On June 3, 2020, it was announced that Archer would be out until 2021 after he underwent surgery for thoracic outlet syndrome.

On October 31, 2020, the Pirates declined Archer's club option for 2021, making him a free agent for the first time in his career.

===Tampa Bay Rays (second stint)===
On February 9, 2021, Archer signed a one-year, $6.5 million contract with Tampa Bay. On May 8, 2021, Archer was placed on the 60-day injured list with forearm tightness. On August 22, the Rays activated Archer from the injured list.

===Minnesota Twins===
On March 28, 2022, Archer signed a one-year contract with the Minnesota Twins. On November 7, 2022, the Twins declined the option on his 2023 season, making him a free agent.

==Post-playing career==
On December 4, 2023, Archer took a job with the Los Angeles Dodgers as an assistant in their baseball operations department for the 2024 season.

==International career==
Archer pitched for Team USA in the 2017 World Baseball Classic. In his only start of the tournament, the first game for Team USA, Archer pitched four perfect innings against Colombia in a 3–2, extra-inning victory for the US.

==Scouting profile==
Archer is listed at 6 ft 3 in and 200 lbs. He threw a four-seam fastball between 93–96 mph that could reach 99 mph (159 km/h). His secondary pitches included a dominating slider at 86–89 mph, and circle change from 86 to 90 mph.
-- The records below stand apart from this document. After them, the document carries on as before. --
PR #1226, opened 2024-03-22
feat: add pagination to the id_indexed_v1 store

morph-dev:
### What was wrong?

The `id_indexed_v1` store didn't support pagination.
This is a requirement before transitioning history storage to this store as well.

### How was it fixed?

Implemented pagination and using it from state network.
I added tests and tested JSON api locally.

### To-Do


ogenev (approved):
⛵

KolbyML (approved):
:shipit:

PR #1229, opened 2024-03-27
feature: add legacy_history to id_indexed_v1 store migration

morph-dev:
### What was wrong?

We need custom logic in order to migrate History Storage to `id_indexed_v1` Store.

### How was it fixed?

Added custom logic for detecting if legacy history storage is used and migration to the new store.

### To-Do


ogenev (approved):
Looks good, could you rebase to make sure all tests pass?

PR #1233, opened 2024-03-31
fix: ci by removing Goerli which is no longer supported

### LINKED ISSUE #1230: Light Client still supports Goerli
The [light-client](https://github.com/ethereum/trin/tree/bd3a411f79fe7e1c13a40cd0eab71b86b0dc6179/light-client) still supports/uses goerli that is no longer producing blocks:

- https://blog.ethereum.org/2023/11/30/goerli-lts-update
- https://grafana.observability.ethpandaops.io/dashboard/snapshot/fwALK9PEe7CLEOO81lma5bT6k7jq7Gcs?orgId=0&from=1707927490905&to=1710519490905

This is causing some tests to fail: `config::checkpoints::test::test_fetch_latest_checkpoints`

To proper solution is to replace Goerli with Sepolia or Holesky (or both).

KolbyML:
### What was wrong?

FIxes #1230

Goerli is no longer supported and it was breaking our ci
### How was it fixed?
by removing it


ogenev (changes requested):
We also need to do some cleanup in `client_config.rs`.

ogenev (approved):

PR #1235, opened 2024-04-02
feat: migrate history to id_indexed_v1 store

morph-dev:
### What was wrong?

History storage is still using the legacy store.

### How was it fixed?

This PR migrates it to the new storage scheme.

Remaining work afterwards will be to remove legacy store and cleanup code where applicable.

### To-Do

### DIFF
--- a/trin-history/src/jsonrpc.rs
+++ b/trin-history/src/jsonrpc.rs
@@ -196,7 +196,7 @@ async fn paginate_local_content_keys(
     offset: u64,
     limit: u64,
 ) -> Result<Value, String> {
-    let response = match network.overlay.store.read().paginate(&offset, &limit)
+    let response = match network.overlay.store.read().paginate(offset, limit)
         {
             Ok(val) => Ok(json!(val)),
             Err(err) => Err(format!(
--- a/trin-history/src/storage.rs
+++ b/trin-history/src/storage.rs
@@ -1,25 +1,22 @@
 use ethportal_api::{
-    types::{distance::Distance, history::PaginateLocalContentInfo},
+    types::{distance::Distance, history::PaginateLocalContentInfo, portal_wire::ProtocolId},
     OverlayContentKey,
 };
 use trin_storage::{
     error::ContentStoreError,
-    versioned::{create_store, ContentType, LegacyHistoryStore},
-    ContentStore, PortalStorageConfig, ShouldWeStoreContent,
+    versioned::{create_store, ContentType, IdIndexedV1Store, IdIndexedV1StoreConfig},
+    ContentId, ContentStore, PortalStorageConfig, ShouldWeStoreContent,
 };
 
 /// Storage layer for the history network. Encapsulates history network specific data and logic.
 #[derive(Debug)]
 pub struct HistoryStorage {
-    store: LegacyHistoryStore,
+    store: IdIndexedV1Store,
 }
 
 impl ContentStore for HistoryStorage {
     fn get<K: OverlayContentKey>(&self, key: &K) -> Result<Option<Vec<u8>>, ContentStoreError> {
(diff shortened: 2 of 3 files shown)


KolbyML (approved):
:shipit:

ogenev (approved):
LGTM 👍

KolbyML:
I ran the database migration of 5 of my nodes. Nothing seems to be wrong, I did have to rebase the PR for the fix for blobs. Other then that I didn't see any issues. It took 50 minutes for the migration to run though.

morph-dev:
> It took 50 minutes for the migration to run though.

That's definitely way more than I expected. I'm wondering why it takes so long. How big are the databases, both in GB and how many entries?

I checked the migration code, and this is what it does (sadly, SQLite doesn't support renaming indices, otherwise this would be much simpler):

1. Rename table:
    ```sql
    ALTER TABLE history RENAME TO ii1_history
    ```
2. Deleting old indices:
    ```sql
    DROP INDEX history_distance_short_idx;
    DROP INDEX history_content_size_idx;
    ```
3. Updating usage stats:
    ```sql
    SELECT COUNT(*) as count, TOTAL(content_size) as used_capacity FROM ii1_history
    ```
4. Creating new indices:
    ```sql
    CREATE INDEX IF NOT EXISTS ii1_history_distance_short_idx ON ii1_history (distance_short);
    CREATE INDEX IF NOT EXISTS ii1_history_content_size_idx ON ii1_history (content_size);
    ```



I think renaming the table and dropping indices should be fast (maybe few seconds).
Creating new indices might be slow, but I believe that 50 minutes is too much. You were playing with creating and deleting indices in the past in order to improve performance. How long would it usually take?

So the issue might be calculating usage stats. Now that I wrote everything down, that one is definitely slower then in needs to be because it runs without any content_size index being present. @KolbyML , would you be able to test migration again if I modify the migration code? I can also add some debug statements and we can see how long each operation takes.

morph-dev:
I rebased this PR.
I also created a commit (not part of this pr, yet) that hopefully improves migration: https://github.com/morph-dev/trin/commit/176f64a13cbe51bfce6a26c77527c5116c28befd

I will try to test it on my machine, but it will be a small db. I hope at least to be able to figure out expected outcome.

KolbyML:
The nodes are only configured to hold like 100mb or something of logs so they got deleted before I could see them
image
image
image

It looks like the time is now 7-8 minutes to migrate instead of 50 minutes on a 10gb database with ~1 million keys.

morph-dev:
> It looks like the time is now 7-8 minutes to migrate instead of 50 minutes on a 10gb database with ~1 million keys.

I would say that's reasonable. If everyone agrees, I would proceed with merging this PR.

@KolbyML Do you have the logs so we can see how long each part takes? It would be useful to know for potential future migration

KolbyML:
> @KolbyML Do you have the logs so we can see how long each part takes? It would be useful to know for potential future migration

>> The nodes are only configured to hold like 100mb or something of logs so they got deleted before I could see them

KolbyML:
> I would say that's reasonable. If everyone agrees, I would proceed with merging this PR.

I think it is fine, I just think we need status info logs which are like

info!("Trin Database Migration from X to Y in progress: Z% done") or something along those lines just so people know something is happening

morph-dev:
> I think it is fine, I just think we need status info logs which are like
> 
> info!("Trin Database Migration from X to Y in progress: Z% done") or something along those lines just so people know something is happening

We can't have "%done part", because we only run simple SQL commands. I changed "Migration started" and "Migration finished" logs to info level. I would say that's enough, considering that this will happen only once.

KolbyML:
I would just make it up if we have 6 steps 1/6= how much percent is done

PR #1236, opened 2024-04-03
bugfix: broken blob transaction ssz decoding

njgheorghita:
### What was wrong?
Bug in blob transaction ssz decoding was preventing glados from hitting 100% on block bodies.

### How was it fixed?
Fixed broken decoding and added test case.

### To-Do


KolbyML (approved):
Nice catch :shipit:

According to Pedro Martinez, Archer was prone to expose the ball too early, long before release, leading to batters getting clear clues to his pitches, and compounded by his slow release time compared to other right-handed low-three-quarters-position pitchers like Edinson Vólquez and Jacob deGrom.

==Personal life==
Archer's biological mother, Sonya Clark, is Caucasian. His biological father, Darryl Magnum, is African-American. Archer was raised by Donna and Ron Archer, his maternal grandparents, who adopted him when he was two years old.